Dataset entries:
Start of Block
PR #4451, opened 2023-05-23
when tacops sensors is not on, show visual range in tool tip

kuronekochomusuke:
- when tacops sensors is not on, show visual range in tool tip
- show second range value when dusk dawn also
- allow search light to be turned on when dusk / dawn

image


HammerGS:
Tested and seems working.

PR #4468, opened 2023-05-29
limit the width of the unit tooltip so that it does not grow really wide

kuronekochomusuke:
- limit the width of the unit tooltip, so that it does not grow really wide.  

image
image


megamek/src/megamek/client/ui/swing/CommonSettingsDialog.java
```diff
@@ -985,6 +986,16 @@ private JPanel getUnitDisplayPanel() {
         row.add(unitTooltipSeenbyCbo);
         comps.add(row);
 
+        SpinnerNumberModel munitTooltipMaxWidth = new SpinnerNumberModel(GUIP.getUnitToolTipMaxWidth(), 0, 20000, 1);
```
NickAragua, line 989: 20,000 what? Unless it's like nano-pixels, that still seems entirely too wide.

kuronekochomusuke: html width, is 2000 a better max value?

SJuliez: I wonder if not giving it a client setting (for once) would be better here. It doesn't feel like this would be something I'd want to concern myself with as a player. Just set it to a sensible width (with gui scaling)?

kuronekochomusuke:
that is how it was before, at min scale it wider than it needs to be, but probably not a big deal.

image

NickAragua (approved):

PR #4470, opened 2023-05-29
add client setting for Max Range to Draw Sensor / Visual Rings

### LINKED ISSUE #4467: [0.49.13] Lag when using large craft and TacOps Sensor Rules
0.49.13
Windows 11
Java 11

When using large craft such as WarShips and DropShips with the TacOps Sensors rule enabled the program experiences significant lag and delays responding to input. I originally thought only the space map was affected, but additional testing this morning presented issues on the low altitude and ground maps as well. Toggling this rule off returns to the program to expected behavior. On the ground map, the lag seems to only persist through the initial deployment phase, but afterwards the program continues to run normally. On space and low altitude maps the lag continues through all following phases and turns.

This does not seem to be directly related to #4462, as this problem exists whether High Quality Graphics are on or off.

kuronekochomusuke:
- code improvements to help with lag in the case when sensor range is 1000+

fixes #4467


megamek/src/megamek/client/ui/swing/boardview/BoardView.java
```diff
@@ -6499,9 +6500,11 @@ public void setSensorRange(Entity entity, Coords c) {
 
         for (RangeHelper rangeH : lBrackets) {
             sensorRanges.add(new HashSet<>());
+            int rangeMin = Math.min(rangeH.min, GUIP.getSenorMaxDrawRange());
```
NickAragua, line 6503: "Senor" Max Draw Range?

NickAragua (changes requested):
Spelling fix. Also, discussion point: do we really need the extra setting? Why not just cap the draw range to the bigger of board width/height and call it a day? I don't think I've ever seen a board bigger than 200x200.

kuronekochomusuke:
would just capping still lag people with slow computers on large maps?  the setting allows it be be dialed back to what your computer can handle.

kuronekochomusuke:
it calculates out to max range, then removes them any not on the board, before it tries to draw anything.   it grows larger the further out you are, since it adds a other circle of points each step.  

I have added logic to only calculate out to max range from your position on the board, that should help.

SJuliez:
I'd like to second @NickAragua suggestion to not give this a client setting if it can be avoided. The algorithm for determining the hexes to paint can be improved a lot here I think. If I'm not mistaken, the thing to draw here is a ring of hexes at the respective range, right? So the only hexes that can possibly have a sprite are those at exactly the range and those on the board edge. Those on the board edge could be omitted because that doesn't add any relevant information (obviously, any range ends at the board edge). First, check if X > board diagonal. If so, draw nothing. Otherwise, add those at range X, not all those from range 0 to X. Then remove any not on the board. Then to determine the edges to draw just compare the surrounding hexes if they're more distant than X. Unless range X = 0, only a maximum of 3 edges can ever be there. This should speed up things and I'm sure there is more potential improvement. I hope I made not too many errors in this.

kuronekochomusuke:
with sensors currently, the start is drawn on the near side of the hex, and the end is on the far edge.  this helps showing they are one range.  not sure your algorithm would handle that.    

also drawing the ones along the board edge help show that the two ranges are connected and the sensors are active between the two.  

drawing along the board edge shows that you can see up to that edge.

NickAragua (approved):
It's a major improvement over what was there before anyway. If the person reporting the issue is still experiencing slowness afterwards, then we can work on further improvements in the spirit of those outlined by @SJuliez, in terms of not looping through every hex on the map.

kuronekochomusuke:
also if you turn it off, nothing will calculate now.

PR #4509, opened 2023-06-09
Adding MHQ's portraits to MM

SJuliez:
This only adds MHQ's portraits to MM and changes the gitignore accordingly.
End of Block
Work to be completed:
Going from the line that contains "Adding MHQ's portraits to MM" to the last line of the records, reproduce every line as written.

Your solution:
Adding MHQ's portraits to MM

SJuliez:
This only adds MHQ's portraits to MM and changes the gitignore accordingly.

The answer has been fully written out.